Titanium diboride for hot-pressed composite materials with outstanding electrical conductivity.
These properties qualified titanium diboride for use in hot-pressed composite materials with exceptional electrical conductivity. Examples include evaporation boats for continuous aluminum metallization, crucible material for non-ferrous metals, ceramic shell molds used in aluminum production and hot-pressed armor plates. Probably the most important metal boride from a technical perspective is titanium diboride.


A transition metal boride, it features exceptional hardness, a high melting point, and outstanding electrical conductivity.
Titanium diboride is very hard. And the best: Because, unlike other coatings, TiB2 does not react with aluminum, no metal particles adhere to your tools.

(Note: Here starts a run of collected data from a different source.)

Issue #3367, opened 2021-04-29
Add support for Python 3.9 by 2024-10-14


joshuacwnewton:
> **Note**: This issue used to cover the tasks of supporting both Python 3.8 and Python 3.9. However, Python 3.8 support was added in https://github.com/spinalcordtoolbox/spinalcordtoolbox/pull/3916, which was accomplished by removing our dependency on `tensorflow`. So, I've edited this issue to hide any mentions of `tensorflow`/Python 3.8, so that we can focus purely on Python 3.9.

Current blockers for Python 3.9:

- [ ] PyQt5 (`v5.14.2`): Unable to install wheel on Windows, and the srcbuild process requires `qmake`. ([#3367 (comment)](https://github.com/spinalcordtoolbox/spinalcordtoolbox/issues/3367#issuecomment-1531670177))
    - Potential fix 1: Renaming the Python 3.8 `.whl` file to trick `pip`. ([#3367 (comment)](https://github.com/spinalcordtoolbox/spinalcordtoolbox/issues/3367#issuecomment-1531718166))
    - Potential fix 2: Updating PyQt5 to a version with Python 3.9 wheels. ([#3367 (comment)](https://github.com/spinalcordtoolbox/spinalcordtoolbox/issues/3367#issuecomment-1531769467))
    - Potential fix 3: _Downgrading_ PyQt5 to a version with Python 3.9 wheels (???). ([#3367 (comment)](https://github.com/spinalcordtoolbox/spinalcordtoolbox/issues/3367#issuecomment-1533181462))

<details>
<summary> Past blockers for Python 3.9 (Completed) </summary>

- [x] `tensorflow==1.15.0`
    * This would be pinned due to #3361, however [wheels are not provided for Py3.9](https://pypi.org/simple/tensorflow/). 
    * The first Py3.9-supporting version is `tensorflow==2.5.0`. We've used 2.0.1 before (see #2592) but it's unclear if 2.5.0 is viable. More testing is needed.
    * Alternatively, #3046 will drop the dependency on tensorflow altogether.
- [x] `onnxruntime==1.4.0`
    * EDIT: Good news! This will be fixed by https://github.com/spinalcordtoolbox/spinalcordtoolbox/issues/3433.
    * ~~We pin this due to #3037, however [wheels are not provided](https://pypi.org/simple/onnxruntime/) for Py3.9.~~
[...]

Issue #614, opened 2015-10-21
sct_get_centerline documentation not clear


benjamindeleener:
The documentation of ```sct_get_centerline``` from labels is not clear.

The old function was:
```
sct_get_centerline_from_labels -i seg_and_labels.nii.gz
```

Now, we need to put a ```-l``` option:
```
sct_get_centerline -i seg_and_labels.nii.gz -method labels
ERROR: Needs input label (option -l).
```

What is it? And why do we need to provide it?

benjamindeleener:
`sct_get_centerline` has been removed.

PR #3653, opened 2022-01-14
Upgrade Tensorflow to 2.7

abelfodil:
#### GitHub

#### PR contents

## Description

- Builds upon https://github.com/spinalcordtoolbox/spinalcordtoolbox/pull/3646 (don't review the file changes just yet)
- Uses Keras that is shipped with TF2
- Upgrade to TF 2.7.0 (I just put the latest version but I can change it to an earlier one)
- Update documentation for hard-core pythonistas
- I'm waiting for the pipeline to run to validate the changes (installation worked tho)

### DIFF
--- a/install_sct
+++ b/install_sct
@@ -628,6 +628,7 @@ print info "Installing spinalcordtoolbox and its Python dependencies..."
 (
   # We use "--ignore-installed" to preserve the version of `certifi` installed into the conda
   # env, which prevents https://github.com/spinalcordtoolbox/spinalcordtoolbox/issues/3609
+  conda install -c anaconda tensorflow-mkl
   pip install -e . --ignore-installed certifi -f https://download.pytorch.org/whl/cpu/torch_stable.html
 ) ||
   die "Failed running pip install: $?"
--- a/install_sct
+++ b/install_sct
@@ -628,7 +628,6 @@ print info "Installing spinalcordtoolbox and its Python dependencies..."
 (
   # We use "--ignore-installed" to preserve the version of `certifi` installed into the conda
   # env, which prevents https://github.com/spinalcordtoolbox/spinalcordtoolbox/issues/3609
-  conda install -c anaconda tensorflow-mkl
   pip install -e . --ignore-installed certifi -f https://download.pytorch.org/whl/cpu/torch_stable.html
 ) ||
   die "Failed running pip install: $?"
@@ -645,6 +644,7 @@ linux*)
   fi
   ;;
 osx)
+  conda install -c anaconda tensorflow-mkl
   if sysctl machdep.cpu.brand_string | grep -q "Apple M1"; then
     print info "AVX is not supported on M1 Macs! Installing a version of TensorFlow compiled for M1 Macs..."
     pip uninstall tensorflow -y
--- a/setup.py
+++ b/setup.py
@@ -49,8 +49,8 @@ DEFAULT_REQUIREMENTS = [
     'scikit-image',
     'scikit-learn',
     'intel-tensorflow~=2.7.0; sys_platform != "darwin"',
-    'tensorflow~=2.7.0; sys_platform == "darwin"',
-    'tensorflow-metal; sys_platform == "darwin"',
+    # 'tensorflow~=2.7.0; sys_platform == "darwin"',
+    # 'tensorflow-metal; sys_platform == "darwin"',
     'PyYAML',
     # PyTorch's Linux/Windows distribution is very large due to its GPU support,
     # but we only need that for training models. For users, use the CPU-only version
--- a/setup.py
+++ b/setup.py
@@ -49,7 +49,7 @@ DEFAULT_REQUIREMENTS = [
     'scikit-image',
     'scikit-learn',
     'intel-tensorflow~=2.7.0; sys_platform != "darwin"',
-    'tensorflow-macos~=2.7.0; sys_platform == "darwin"',
+    'tensorflow~=2.7.0; sys_platform == "darwin"',
     'tensorflow-metal; sys_platform == "darwin"',
     'PyYAML',
     # PyTorch's Linux/Windows distribution is very large due to its GPU support,
--- a/setup.py
+++ b/setup.py
@@ -49,7 +49,8 @@ DEFAULT_REQUIREMENTS = [
     'scikit-image',
     'scikit-learn',
     'intel-tensorflow~=2.7.0; sys_platform != "darwin"',
-    'tensorflow~=2.7.0; sys_platform == "darwin"',
+    'tensorflow-macos~=2.7.0; sys_platform == "darwin"',
+    'tensorflow-metal; sys_platform == "darwin"',
     'PyYAML',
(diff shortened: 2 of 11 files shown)


dev/install/install_dependencies_with_workarounds.py
```diff
@@ -1,35 +1,11 @@
...
 # coding: utf-8
-# Check if the platform requires conda tensorflow.
+# Check if the platform requires conda skimage
 #
 # Author: Christian S. Perone
 
-import platform, subprocess
+import subprocess
 
-def tf_workarounds():
```
abelfodil, line 9: not sure if we should remove

install_sct
```diff
@@ -625,46 +625,14 @@ python -m pip install -U "pip!=21.2.*"
...
   # We use "--ignore-installed" to preserve the version of `certifi` installed into the conda
   # env, which prevents https://github.com/spinalcordtoolbox/spinalcordtoolbox/issues/3609
-  pip install -r "$REQUIREMENTS_FILE" --ignore-installed certifi &&
   print info "Installing spinalcordtoolbox..." &&
-  pip install -e .
+  pip install -e . --ignore-installed certifi -f https://download.pytorch.org/whl/cpu/torch_stable.html
 ) ||
   die "Failed running pip install: $?"
 
-## Check if CPU supports AVX instruction set, and install precompiled TensorFlow if it isn't,
```
abelfodil, line 646: not sure if we should remove

dev/install/install_dependencies_with_workarounds.py
joshuacwnewton: Ah, so. The `dev/` folder is largely... dead code? There are a lot of things in that folder that were once relevant, but are no longer touched. SCT hasn't exactly had a great procedure for pruning bits that are no longer needed?

So, as far as changes that affect present-day SCT, you can safely ignore almost everything in `/dev/`

install_sct
joshuacwnewton: This will need to be updated (rather than removed). Though, I'm fairly certain that we'll be able to find (or compile ourselves) new `.whl` files for whichever version of TF we upgrade, though. There are lots of people out there who have an interest in providing support for AVX-less CPUs. :)

For now, you can just ignore this? I think it'll be easiest to just focus on getting TF working for our CI runners. And then, once we can confirm that it's possible to upgrade, we can go back and fill in the gaps for AVX-less users.

setup.py
```diff
@@ -52,7 +48,9 @@ def get_dependencies(requirements_path=None):
     'scipy',
     'scikit-image',
     'scikit-learn',
-    'tensorflow~=1.15.0',
+    'intel-tensorflow~=2.7.0; sys_platform != "darwin"',
```
abelfodil, line 51: Fix for https://github.com/onnx/onnx-tensorflow/issues/535

abelfodil:
If the observable behavior differs from what we want, we could call https://www.tensorflow.org/api_docs/python/tf/compat/v1/disable_v2_behavior

setup.py
```diff
@@ -52,7 +48,9 @@ def get_dependencies(requirements_path=None):
...
+    'tensorflow~=2.7.0; sys_platform == "darwin"',
```
abelfodil, line 52: @joshuacwnewton do you happen to know if there's a MacOS TF2 version with MKL support? Right now the vanilla CPU version can't run ConvXD layers correctly :(

I got around this issue for Windows and Linux by using `intel-tensorflow`. Unfortunately I don't have a Mac machine that I can legally use for this purpose.

abelfodil: Current `tensorflow-metal` package requires Python 3.{8,9} so using it is out of the question :( Looking for alternatives for `tensorflow` accelerations

joshuacwnewton: One small note:: The only thing keeping us from upgrading to Python 3.8/3.9 _is_ TensorFlow (2.2 and 2.5 respectively). (https://github.com/spinalcordtoolbox/spinalcordtoolbox/issues/3367)

So, upgrading both at the same time wouldn't be out of the question!

joshuacwnewton: One other comment I want to make: In SCT, we're merely using TF/Keras to perform inference using pre-trained models (as opposed to training models from scratch). So, we actually don't have much of a need for GPU-acceleration? In fact, it may even be preferable to stick to CPU-only libraries, since that would typically reduce the installation size of SCT.

So, if you have a working CPU-based upgrade to TF, then I would say that's more than good enough. :)

joshuacwnewton: Here's my attempt at summarizing the exploration you've done (just to make sure I'm understanding OK):

---

Upgrading stock `tensorflow` to 2.X causes a error to be thrown re: `NHWC` vs. `NCHW` data formatting. Specifically:

```
CPU implementation of Conv3D currently only supports the NHWC tensor format.
```

(Ah! I'm just realizing I came across the exact same error in my previous investigations, too: https://github.com/spinalcordtoolbox/spinalcordtoolbox/issues/3367#issuecomment-907357925)

This is the root issue, and there are [three possible workarounds](https://github.com/onnx/onnx-tensorflow/issues/535#issuecomment-568743917) for this issue (according to [the linked comment](https://github.com/spinalcordtoolbox/spinalcordtoolbox/pull/3653#discussion_r787271777), anyway):

  1. Using an MKL-based version of Tensorflow:
      * [`intel-tensorflow`](https://pypi.org/project/intel-tensorflow/) is a pip package that provides MKL support, but only for Linux/Windows, and not macOS. 
      * [`tensorflow-mkl`](https://anaconda.org/anaconda/tensorflow-mkl) is a conda package that provides MKL support for macOS, but only for TF 2.0.0. (Dead-end for macOS support.)
  2. Using a GPU-based version of Tensorflow:
       * [`tensorflow-metal`](https://pypi.org/project/tensorflow-metal/) is a pip package that provides GPU support for macOS, but only for Python 3.8/3.9. (And it would also [involve PluggableDevices](https://pypi.org/project/tensorflow-metal/), which may require more complicated prerequisites on the user side of things.)
   3. Trying to... modify the data format on the model side of things?
       * As far as I can tell, we haven't explored this option yet, right?

joshuacwnewton: There's a potential "workaround 4." in [this comment](https://github.com/onnx/onnx-tensorflow/issues/535#issuecomment-683366977):

> setting `os.environ["CUDA_VISIBLE_DEVICES"]="-1"` (as mentioned in this reply [#614 (comment)](https://github.com/onnx/onnx-tensorflow/issues/614#issuecomment-625251872)) fixes the issue for me.

That linked reply (from onnx-tensorflow issue 614) seems pretty illuminating to me! I didn't really understand _why_ the NWHC/NCHW formatting issues were a problem in the first place, but that explanation maybe clarifies things a little? :eyes:

abelfodil: That's a good summary of the situation. For "workaround 4", I don't think it works because `tensorflow-cpu` package fails as well.

joshuacwnewton:
Closing this PR, as it's been superseded by #3738, which removes Tensorflow entirely from SCT.

abelfodil:
That's great!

This ensures trouble-free machining.
As a ceramic material, titanium diboride has to be compacted at high temperatures of between 1 700 and 2 000 °C. That is why we use hot pressing techniques to produce our targets and achieve at least 98 % of the theoretical density.


Hard material titanium diboride coatings are applied to the tool using the magnetron sputtering process. For this type of application, Stanford Advanced Materials can supply pure ceramic TiB2 sputtering targets and bonded targets on molybdenum or copper backplates. These backplates make our bonded targets stable, breakage-resistant and easy to use. We generally use indium as our solder material.